On to Longreach where we enjoyed a visit to the Stockman’s Hall of Fame and a stroll down the main street. The lovely local saddler gave us a bag of old horse-shoes and my clever husband is now in the process of converting them into book stands for me! Our next stop was Ilfracombe where we had the most enjoyable and hilarious evening I have had for years. A tiny town only 27kms south of Longreach, Ilfracombe’s main street is lined with what they call ‘Machinery Mile’. For hundreds of metres, one side of the road displays every type of rural machine and vehicle that has been used for decades. It was a little (and not so little) boy’s heaven – and not exactly boring for me either! That evening, the owner of the local caravan park entertained us.

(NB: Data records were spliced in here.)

PR #629, opened 2026-08-10
fix: reject empty task IDs with RequestMalformedError in getTask/cancelTask

ez-lbz:
### 1. Reject empty/whitespace task IDs with `RequestMalformedError` in `getTask`/`cancelTask`

**Problem:** `getTask` and `cancelTask` passed `params.id` straight to `taskStore.load`. An empty or whitespace-only task ID therefore surfaced as `TaskNotFoundError` (-32001 / HTTP 404) instead of the protocol-correct `RequestMalformedError` (-32602 / HTTP 400). Python and Go return `InvalidParams` for this input; JS diverged.

- `getTask` now rejects empty/whitespace-only `params.id` with `RequestMalformedError('Task ID is required')` before touching the store.
- `cancelTask` applies the same validation.

## Testing

- `npx tsc --noEmit -p tsconfig.test.json` — passes.
- New regression tests: `getTask` with `id: ''` and `id: ' '` reject with `RequestMalformedError`; `cancelTask` with `id: ''` and `id: ' \t '` reject with `RequestMalformedError`.

Behavior change: empty/whitespace task IDs on `tasks/get` and `tasks/cancel` now return -32602/400 instead of -32001/404. All other inputs behave as before.

### DIFF
--- a/src/server/request_handler/default_request_handler.ts
+++ b/src/server/request_handler/default_request_handler.ts
@@ -713,6 +713,9 @@ export class DefaultRequestHandler implements A2ARequestHandler {
 
   async getTask(params: GetTaskRequest, context: ServerCallContext): Promise<Task> {
     const taskId = params.id;
+    if (!taskId || taskId.trim() === '') {
+      throw new RequestMalformedError('Task ID is required');
+    }
     const task = await this.taskStore.load(taskId, context);
     if (!task) {
       throw new TaskNotFoundError(`Task not found: ${params.id}`);
@@ -744,6 +747,9 @@ export class DefaultRequestHandler implements A2ARequestHandler {
 
   async cancelTask(params: CancelTaskRequest, context: ServerCallContext): Promise<Task> {
     const taskId = params.id;
+    if (!taskId || taskId.trim() === '') {
+      throw new RequestMalformedError('Task ID is required');
+    }
     const task = await this.taskStore.load(taskId, context);
     if (!task) {
       throw new TaskNotFoundError(`Task not found: ${params.id}`);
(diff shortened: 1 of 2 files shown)


JakubWorek:

ez-lbz:
Hi @JakubWorek, thanks for the heads-up — the branch was based on a chain that included the #625 commits. I've rebased it onto the current `main` and removed the unrelated commits; it now contains only the empty-task-ID validation change (plus the prettier/tracking-id cleanup). All 1494 tests pass locally.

A bush poet, an artist, and a genuinely delightful person, she had the forty or so campers rolling in their seats with tears streaming down faces as she reeled off poem after poem and too many jokes to count. Another unforgettable little town filled with incredible characters.

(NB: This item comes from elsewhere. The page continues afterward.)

PR #631, opened 2026-08-10
fix: reject invalid ListTasks status filters with RequestMalformedError

ez-lbz:
### 1. Reject invalid `status` filters on `ListTasks` instead of silently converting them to `UNRECOGNIZED`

Further down the road between Ilfracombe and Isisford, we stopped to explore the ‘Stone pitching’, believed to be a legacy of the early Chinese gardeners who left the Gold Mines for independence and a better life. Thousands upon thousands of stones have been placed on their ends in waves and set into the soil. It is understood that a creek flowed through the area and the stone pitching was to slow and direct the flow over a vast area, thereby watering the acres of vegetables grown.

Another lengthy stop in Blackall was spent exploring yet another museum filled with historical – and more modern equipment, tools, and buildings – all such a wonderful example of the way the local settlers lived. Blackall sits above the centre of Australia’s vast inland water table, providing an unlimited supply of underground water. As it could be pumped out at exactly the required rate and temperature (53 degrees Celsius), the town was selected for a Wool Scour (a facility for washing the wool from the vast numbers of sheep farmed in the area). Although no longer in use due to the decline in sheep numbers, it is well maintained and a wonderful example of ingenuity.

Our next camping stop was Tambo – a tiny town 866kms west of Brisbane. During the ongoing drought of a decade or more, wool prices crashed dramatically in the early 1990’s and the community of Tambo were challenged to find a way of sustaining the economy of the town. Three local women banded together and planned, designed, and made the first Teddies using the hides and wool from their own merino sheep. From there, the Tambo Teddy was born – now taking pride of place in homes around the world and making Tambo the ‘Outback Teddy capital of Australia.’ Not to be outdone, the local publican also colours the towns evenings with his Chook Races. As a number of different coloured chickens chase a food cart around a track, bets are taken from the spectators on the prospective winner. Half of the money raised goes to the winner while the other half supports the Royal Flying Doctor Service of Australia – a worthy and much appreciated service in the outback.

Homeward bound, our last night was spent on the banks of the Neil Mansell Weir at Mitchell. This pretty and peaceful area with its body of water a haven for birds, was just what the doctor ordered to complete our enjoyable holiday before returning to the “real world”.

Always wonderful to get away but equally nice to be home again.